Aim of the exercise
Hunt through the entries for the word "DateTimeSearch" and copy each line in which it appears.

[Collected data entries]
-=-=-=-=-

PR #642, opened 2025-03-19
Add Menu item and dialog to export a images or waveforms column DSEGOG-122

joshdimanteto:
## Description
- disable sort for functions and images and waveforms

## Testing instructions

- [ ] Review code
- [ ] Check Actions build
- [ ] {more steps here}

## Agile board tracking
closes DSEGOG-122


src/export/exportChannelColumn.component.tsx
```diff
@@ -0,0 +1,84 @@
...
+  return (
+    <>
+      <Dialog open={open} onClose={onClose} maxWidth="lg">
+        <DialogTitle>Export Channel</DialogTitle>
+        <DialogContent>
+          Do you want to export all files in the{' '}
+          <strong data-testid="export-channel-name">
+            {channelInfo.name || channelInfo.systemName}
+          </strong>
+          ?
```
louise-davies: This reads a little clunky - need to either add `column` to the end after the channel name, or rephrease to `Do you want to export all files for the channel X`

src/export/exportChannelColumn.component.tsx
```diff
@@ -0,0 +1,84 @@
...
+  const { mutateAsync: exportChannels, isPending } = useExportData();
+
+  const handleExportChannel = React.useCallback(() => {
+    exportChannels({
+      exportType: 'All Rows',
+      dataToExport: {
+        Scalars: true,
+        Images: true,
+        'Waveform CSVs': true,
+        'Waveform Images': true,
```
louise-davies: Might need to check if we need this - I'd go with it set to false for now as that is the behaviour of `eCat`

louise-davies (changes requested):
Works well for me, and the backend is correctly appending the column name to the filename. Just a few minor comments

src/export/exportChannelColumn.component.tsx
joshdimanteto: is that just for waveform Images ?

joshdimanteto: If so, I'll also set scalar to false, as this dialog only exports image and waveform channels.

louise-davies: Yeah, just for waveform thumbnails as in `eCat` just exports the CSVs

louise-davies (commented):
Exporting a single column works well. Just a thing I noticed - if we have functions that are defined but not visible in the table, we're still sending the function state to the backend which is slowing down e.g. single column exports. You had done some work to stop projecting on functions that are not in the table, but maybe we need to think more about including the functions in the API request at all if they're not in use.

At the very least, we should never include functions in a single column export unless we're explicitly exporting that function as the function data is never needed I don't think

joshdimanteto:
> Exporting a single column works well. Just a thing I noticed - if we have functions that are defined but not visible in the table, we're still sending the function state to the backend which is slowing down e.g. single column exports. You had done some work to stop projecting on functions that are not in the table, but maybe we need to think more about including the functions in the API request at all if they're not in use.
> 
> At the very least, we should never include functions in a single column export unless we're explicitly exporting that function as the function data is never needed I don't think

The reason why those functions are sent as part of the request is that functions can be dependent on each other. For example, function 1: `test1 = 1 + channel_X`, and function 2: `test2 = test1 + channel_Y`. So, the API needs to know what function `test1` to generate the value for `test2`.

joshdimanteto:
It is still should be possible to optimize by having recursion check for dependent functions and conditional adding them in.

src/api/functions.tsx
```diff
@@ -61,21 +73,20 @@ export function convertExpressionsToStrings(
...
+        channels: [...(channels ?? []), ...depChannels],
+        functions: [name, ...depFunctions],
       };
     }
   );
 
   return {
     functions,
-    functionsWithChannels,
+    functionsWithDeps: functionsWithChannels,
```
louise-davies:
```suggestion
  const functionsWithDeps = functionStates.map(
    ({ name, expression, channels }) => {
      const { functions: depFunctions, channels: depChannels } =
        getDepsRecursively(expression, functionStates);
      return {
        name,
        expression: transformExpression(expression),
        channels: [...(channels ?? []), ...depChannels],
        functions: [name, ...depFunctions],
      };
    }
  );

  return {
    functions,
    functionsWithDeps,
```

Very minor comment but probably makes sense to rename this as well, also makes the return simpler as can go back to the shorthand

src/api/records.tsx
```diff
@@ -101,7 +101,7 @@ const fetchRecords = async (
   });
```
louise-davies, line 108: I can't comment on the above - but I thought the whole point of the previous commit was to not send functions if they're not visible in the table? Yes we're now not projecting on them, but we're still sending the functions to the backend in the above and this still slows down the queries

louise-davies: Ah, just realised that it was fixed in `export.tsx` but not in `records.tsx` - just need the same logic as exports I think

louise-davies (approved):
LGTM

-=-=-=-=-

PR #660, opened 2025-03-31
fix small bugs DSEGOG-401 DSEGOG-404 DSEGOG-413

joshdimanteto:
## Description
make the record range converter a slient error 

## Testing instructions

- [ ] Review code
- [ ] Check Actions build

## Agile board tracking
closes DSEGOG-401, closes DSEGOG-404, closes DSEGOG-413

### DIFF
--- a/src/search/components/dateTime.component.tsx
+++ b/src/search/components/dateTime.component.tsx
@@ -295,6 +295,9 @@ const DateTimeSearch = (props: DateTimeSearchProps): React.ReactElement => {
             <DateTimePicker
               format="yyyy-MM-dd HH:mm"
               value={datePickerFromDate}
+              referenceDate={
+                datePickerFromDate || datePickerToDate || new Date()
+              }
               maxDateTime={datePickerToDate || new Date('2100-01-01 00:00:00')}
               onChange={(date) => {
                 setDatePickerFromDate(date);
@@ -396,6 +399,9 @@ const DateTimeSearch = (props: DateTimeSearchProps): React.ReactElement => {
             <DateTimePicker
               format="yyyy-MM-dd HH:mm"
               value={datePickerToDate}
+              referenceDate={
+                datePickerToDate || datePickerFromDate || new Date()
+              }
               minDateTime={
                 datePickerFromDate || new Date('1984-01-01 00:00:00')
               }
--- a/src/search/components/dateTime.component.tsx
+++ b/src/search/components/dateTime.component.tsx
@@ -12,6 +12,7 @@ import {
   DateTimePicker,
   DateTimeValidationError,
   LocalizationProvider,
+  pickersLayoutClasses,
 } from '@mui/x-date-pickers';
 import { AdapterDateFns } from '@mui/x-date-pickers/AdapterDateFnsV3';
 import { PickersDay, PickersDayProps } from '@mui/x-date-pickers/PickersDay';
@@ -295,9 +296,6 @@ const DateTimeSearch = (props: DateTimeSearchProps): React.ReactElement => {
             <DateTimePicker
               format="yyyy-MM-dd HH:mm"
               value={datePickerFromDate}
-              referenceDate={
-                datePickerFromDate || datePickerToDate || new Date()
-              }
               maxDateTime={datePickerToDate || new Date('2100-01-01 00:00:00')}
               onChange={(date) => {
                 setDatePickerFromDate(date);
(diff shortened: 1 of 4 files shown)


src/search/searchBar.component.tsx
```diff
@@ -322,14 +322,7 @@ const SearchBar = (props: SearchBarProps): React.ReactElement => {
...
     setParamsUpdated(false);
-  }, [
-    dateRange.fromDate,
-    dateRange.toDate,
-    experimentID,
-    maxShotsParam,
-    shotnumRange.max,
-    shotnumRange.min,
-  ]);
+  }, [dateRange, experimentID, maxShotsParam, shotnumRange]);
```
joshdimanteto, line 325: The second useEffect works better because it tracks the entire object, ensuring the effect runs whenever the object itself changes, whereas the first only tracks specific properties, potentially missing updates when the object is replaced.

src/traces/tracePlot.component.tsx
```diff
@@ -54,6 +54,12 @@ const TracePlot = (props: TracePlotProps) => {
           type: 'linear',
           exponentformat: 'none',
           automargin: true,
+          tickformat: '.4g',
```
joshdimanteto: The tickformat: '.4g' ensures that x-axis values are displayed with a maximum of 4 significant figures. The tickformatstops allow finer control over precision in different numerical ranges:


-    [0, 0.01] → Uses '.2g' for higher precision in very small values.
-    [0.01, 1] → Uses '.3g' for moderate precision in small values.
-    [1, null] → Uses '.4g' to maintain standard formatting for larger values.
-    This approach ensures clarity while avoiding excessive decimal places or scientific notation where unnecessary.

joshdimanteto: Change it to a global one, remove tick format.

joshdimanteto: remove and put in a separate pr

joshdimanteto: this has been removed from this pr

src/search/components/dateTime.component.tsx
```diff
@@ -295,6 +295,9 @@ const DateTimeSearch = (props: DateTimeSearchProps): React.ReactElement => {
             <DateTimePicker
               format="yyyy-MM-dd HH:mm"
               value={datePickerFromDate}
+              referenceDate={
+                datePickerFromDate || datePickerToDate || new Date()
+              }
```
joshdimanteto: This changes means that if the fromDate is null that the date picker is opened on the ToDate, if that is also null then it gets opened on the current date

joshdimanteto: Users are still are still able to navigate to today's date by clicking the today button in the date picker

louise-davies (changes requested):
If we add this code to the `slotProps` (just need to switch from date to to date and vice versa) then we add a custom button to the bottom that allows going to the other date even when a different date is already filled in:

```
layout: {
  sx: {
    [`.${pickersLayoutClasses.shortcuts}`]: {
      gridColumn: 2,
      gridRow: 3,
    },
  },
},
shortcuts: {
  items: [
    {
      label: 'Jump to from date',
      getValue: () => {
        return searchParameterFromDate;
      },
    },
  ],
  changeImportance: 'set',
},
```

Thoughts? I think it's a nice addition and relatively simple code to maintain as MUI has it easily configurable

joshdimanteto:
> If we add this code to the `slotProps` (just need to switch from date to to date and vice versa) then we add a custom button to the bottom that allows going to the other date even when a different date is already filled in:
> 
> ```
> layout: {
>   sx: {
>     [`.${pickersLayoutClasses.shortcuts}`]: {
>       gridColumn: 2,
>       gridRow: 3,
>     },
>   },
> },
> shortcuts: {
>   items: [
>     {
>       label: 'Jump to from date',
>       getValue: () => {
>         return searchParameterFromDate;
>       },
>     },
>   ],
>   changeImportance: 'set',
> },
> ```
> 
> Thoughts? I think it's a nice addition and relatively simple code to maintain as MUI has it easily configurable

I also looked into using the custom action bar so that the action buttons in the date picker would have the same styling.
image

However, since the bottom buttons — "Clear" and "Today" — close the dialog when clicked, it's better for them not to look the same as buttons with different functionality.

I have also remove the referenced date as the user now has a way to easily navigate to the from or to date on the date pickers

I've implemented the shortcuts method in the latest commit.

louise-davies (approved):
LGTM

-=-=-=-=-

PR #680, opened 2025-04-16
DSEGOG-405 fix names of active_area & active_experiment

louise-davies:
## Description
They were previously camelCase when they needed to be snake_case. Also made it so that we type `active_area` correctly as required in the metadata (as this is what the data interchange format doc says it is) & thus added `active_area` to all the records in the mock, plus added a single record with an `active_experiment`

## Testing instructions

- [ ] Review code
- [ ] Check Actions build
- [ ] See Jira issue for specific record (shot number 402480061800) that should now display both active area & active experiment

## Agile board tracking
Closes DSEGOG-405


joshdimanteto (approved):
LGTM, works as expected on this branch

-=-=-=-=-

Written answer
@@ -295,6 +295,9 @@ const DateTimeSearch = (props: DateTimeSearchProps): React.ReactElement => {
@@ -396,6 +399,9 @@ const DateTimeSearch = (props: DateTimeSearchProps): React.ReactElement => {
@@ -295,9 +296,6 @@ const DateTimeSearch = (props: DateTimeSearchProps): React.ReactElement => {
@@ -295,6 +295,9 @@ const DateTimeSearch = (props: DateTimeSearchProps): React.ReactElement => {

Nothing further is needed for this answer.